This is actually our anonymous method, but it's not so anonymous once compiled. It's name is "<Main>b__1" - a name that we could never write in C# since it contains angle brackets, and thus has no chance of conflicting with anything else in our program. What's notable is that this is a method of its own, with only the name to hint to us what method it was originally contained within.

There are other interesting things in IL that we could spend a while looking at, including the fact that it makes it a delegate for this method and caches it in a private field to aid performance, however we'll put that aside for now and look at the next issue.

=== The .Net CLR Doesn't Do Lexical Scope ===
In the .Net CLR, methods can't see each other's local variables (unless we call one and pass it as a "ref"). This is normally the case in C# too, until we start writing anonymous methods. Then we can write anonymous methods that refer to variables in the enclosing method. Let's change our program to exhibit this.

class Program
{
    static void Main(string[] args)
    {
        var TestList = new List<int>() { 1, 3, 8, 9, 10 };
        int Maximum = 5;
        TestList.RemoveAll(x => x <= Maximum);
        foreach (var Val in TestList)
            Console.WriteLine(Val.ToString());
    }
}

This produces the same results as the previous version of the program. Now let's look at the disassembly. The first surprise we get is to discover that our Program class now actually contains a new, nested class!

  .class auto ansi sealed nested private beforefieldinit
    '<>c__DisplayClass2'
         extends [mscorlib]System.Object
  {
    .custom instance void [mscorlib]System.Runtime.CompilerServices.
      CompilerGeneratedAttribute::.ctor() = ( 01 00 00 00 )
    .field public int32 Maximum
    .method public hidebysig specialname rtspecialname
            instance void  .ctor() cil managed
    {
      // Code size       7 (0x7)
      .maxstack  8
      IL_0000:  ldarg.0
      IL_0001:  call       instance void [mscorlib]System.Object::.ctor()
      IL_0006:  ret
    } // end of method '<>c__DisplayClass2'::.ctor

    .method public hidebysig instance bool
            '<Main>b__1'(int32 x) cil managed
    {
      // Code size       17 (0x11)
      .maxstack  2
      .locals init ([0] bool CS$1$0000)
      IL_0000:  ldarg.1
      IL_0001:  ldarg.0
      IL_0002:  ldfld      int32 Program/'<>c__DisplayClass2'::Maximum
      IL_0007:  cgt
      IL_0009:  ldc.i4.0
      IL_000a:  ceq
      IL_000c:  stloc.0
      IL_000d:  br.s       IL_000f

      IL_000f:  ldloc.0
      IL_0010:  ret
    } // end of method '<>c__DisplayClass2'::'<Main>b__1'

  } // end of class '<>c__DisplayClass2'

Because methods can not see each other's locals, the compiler has to resort to using fields to exchange information between them. So how is this class used inside our Main method?

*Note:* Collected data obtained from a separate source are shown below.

PR #167, opened 2024-07-26
Expose axios response

camden11:
## Description and Context
This updates the `http` module to return full Axios response objects, which will make debugging easier for libraries that consume locla-dev-lib. All API modules will also now return the full response object (they've been updated to use the `AxiosPromise` return type that `axios` includes. Their previous return values will now be within the `data` field on the response object.

A Few other things...
* Uses this as an opportunity to clean up the API modules a bit. Added some return types and removed a lot of unneeded `async`s.
* Added a testing util to create Axios responses in `__utils__/mockAxiosResponse`. This lets tests easily create type accurate axios responses and use them for mocked return values. There _might_ be a better way to do this, but figured this would get the job done for now.

## TODO
Need to be very careful to make update all uses of API modules in the CLI to make sure nothing breaks. May also be helpful to PR other HubSpot repos that use local-dev-lib, if needed

## Who to Notify

### DIFF
--- a/api/github.ts
+++ b/api/github.ts
@@ -1,4 +1,4 @@
-import axios, { AxiosResponse } from 'axios';
+import axios, { AxiosPromise } from 'axios';
 import { getDefaultUserAgentHeader } from '../http/getAxiosConfig';
 import { GithubReleaseData, GithubRepoFile } from '../types/Github';
 
@@ -22,7 +22,7 @@ const GITHUB_AUTH_HEADERS = {
 export async function fetchRepoReleaseData(
   repoPath: RepoPath,
   tag = ''
-): Promise<AxiosResponse<GithubReleaseData>> {
+): AxiosPromise<GithubReleaseData> {
   const URL = `${GITHUB_REPOS_API}/${repoPath}/releases`;
 
   return axios.get<GithubReleaseData>(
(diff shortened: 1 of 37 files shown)


api/projects.ts
```diff
@@ -275,36 +276,40 @@ export async function cancelStagedBuild(
   });
 }
 
-export async function fetchBuildWarnLogs(
+type WarnLogsResponse = {
+  logs: Array<ProjectLog>;
+};
```
joe-yeager, line 281: Do we want to move this to a types file?

joe-yeager (approved):
LGTM!  Just one minor TS question

api/projects.ts
camden11: Hmm good question. For smaller types that are only used in one file, I generally just keep them in that file. Though thinking from a library perspective it would probably make sense to export all those types.

This is done in a lot of places though so would need a separate PR

api/github.ts
```diff
@@ -35,9 +35,7 @@ export async function fetchRepoReleaseData(
 
 // Returns the entire repo content as a zip, using the zipball_url from fetchRepoReleaseData()
 // https://docs.github.com/en/rest/repos/contents?apiVersion=2022-11-28#download-a-repository-archive-zip
-export async function fetchRepoAsZip(
-  zipUrl: string
-): Promise<AxiosResponse<Buffer>> {
+export async function fetchRepoAsZip(zipUrl: string): AxiosPromise<Buffer> {
```
brandenrodgers, line 38: Can we remove the async from these ones too?

lib/developerTestAccounts.ts
```diff
@@ -15,8 +15,8 @@ export async function createDeveloperTestAccount(
   accountName: string
 ): Promise<DeveloperTestAccount> {
   try {
-    const resp = await _createDeveloperTestAccount(accountId, accountName);
-    return resp;
+    const { data } = await _createDeveloperTestAccount(accountId, accountName);
+    return data;
```
brandenrodgers, line 19: I mentioned this to @joe-yeager, but these utils are such thin wrappers now that I think we should just delete the entire file. It's not really adding much value at all. We could probably delete lib/sandboxes too, since it's also not doing any additional logic in the api call wrappers.

We can do this in another PR though. It's possible Joe already did it in his error handling PR

brandenrodgers (approved):
Left some small comments, but otherwise lgtm!

lib/developerTestAccounts.ts
joe-yeager: I haven't done it yet, but I'll add an issue so we don't lose track of it and do it in a follow up PR.

PR #441, opened 2018-10-02
Initialize the civic_actionability_score to 0 when a variant is first created

### LINKED ISSUE #424: civic_actionability_score doesn't always get set
Some variants in the production database don't have a actionability score set (I had to backfill them manually). I suspect this happens for new variants. If that is the case, we just need to caluculate this field whenever a new variant gets created.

First, it stores an instance of this class as a local variable of Main, instantiating it right at the start of the method. Yes, that means that you have an instance of the nested class created per call to the method! This is needed to get the correct semantics in multi-threaded code.

Whenever we reference the Maximum variable in our method, even outside of the lambda expression, it actually gets compiled down to a store field or load field instruction. This means that it's not, at the bytecode level, a local variable any more, which means it will be more expensive to access at runtime.

=== Code That Uses ref ===
So what does code that uses ref look like at an Intermediate Language level? Once again, we'll write a small test program:

class Program
{
    static void Main(string[] args)
    {
        var Test = 2;
        DoubleMe(ref Test);
        Console.WriteLine(Test);
    }

    static void DoubleMe(ref int Val)
    {
        Val *= 2;
    }
}

This program produces 4. Next up, we'll disassemble it:

.class private auto ansi beforefieldinit Program
       extends [mscorlib]System.Object
{
  .method private hidebysig static void  Main(string[] args) cil managed
  {
    .entrypoint
    // Code size       19 (0x13)
    .maxstack  1
    .locals init ([0] int32 Test)
    IL_0000:  nop
    IL_0001:  ldc.i4.2
    IL_0002:  stloc.0
    IL_0003:  ldloca.s   Test
    IL_0005:  call       void Program::DoubleMe(int32&)
    IL_000a:  nop
    IL_000b:  ldloc.0
    IL_000c:  call       void [mscorlib]System.Console::WriteLine(int32)
    IL_0011:  nop
    IL_0012:  ret
  } // end of method Program::Main

  .method private hidebysig static void  DoubleMe(int32& Val) cil managed
  {
    // Code size       8 (0x8)
    .maxstack  8
    IL_0000:  nop
    IL_0001:  ldarg.0
    IL_0002:  dup
    IL_0003:  ldind.i4
    IL_0004:  ldc.i4.2
    IL_0005:  mul
    IL_0006:  stind.i4
    IL_0007:  ret
  } // end of method Program::DoubleMe

  .method public hidebysig specialname rtspecialname
          instance void  .ctor() cil managed
  {
    // Code size       7 (0x7)
    .maxstack  8
    IL_0000:  ldarg.0
    IL_0001:  call       instance void [mscorlib]System.Object::.ctor()
    IL_0006:  ret
  } // end of method Program::.ctor

} // end of class Program

I have colored the interesting lines in red. The first line shows us using the lodloca instruction rather than ldloc, which loads the address of the local variable onto the stack rather than the value of the local variable. Then, inside DoubleMe, it uses ldind and stind to load and store the value indirectly, that is, using the address.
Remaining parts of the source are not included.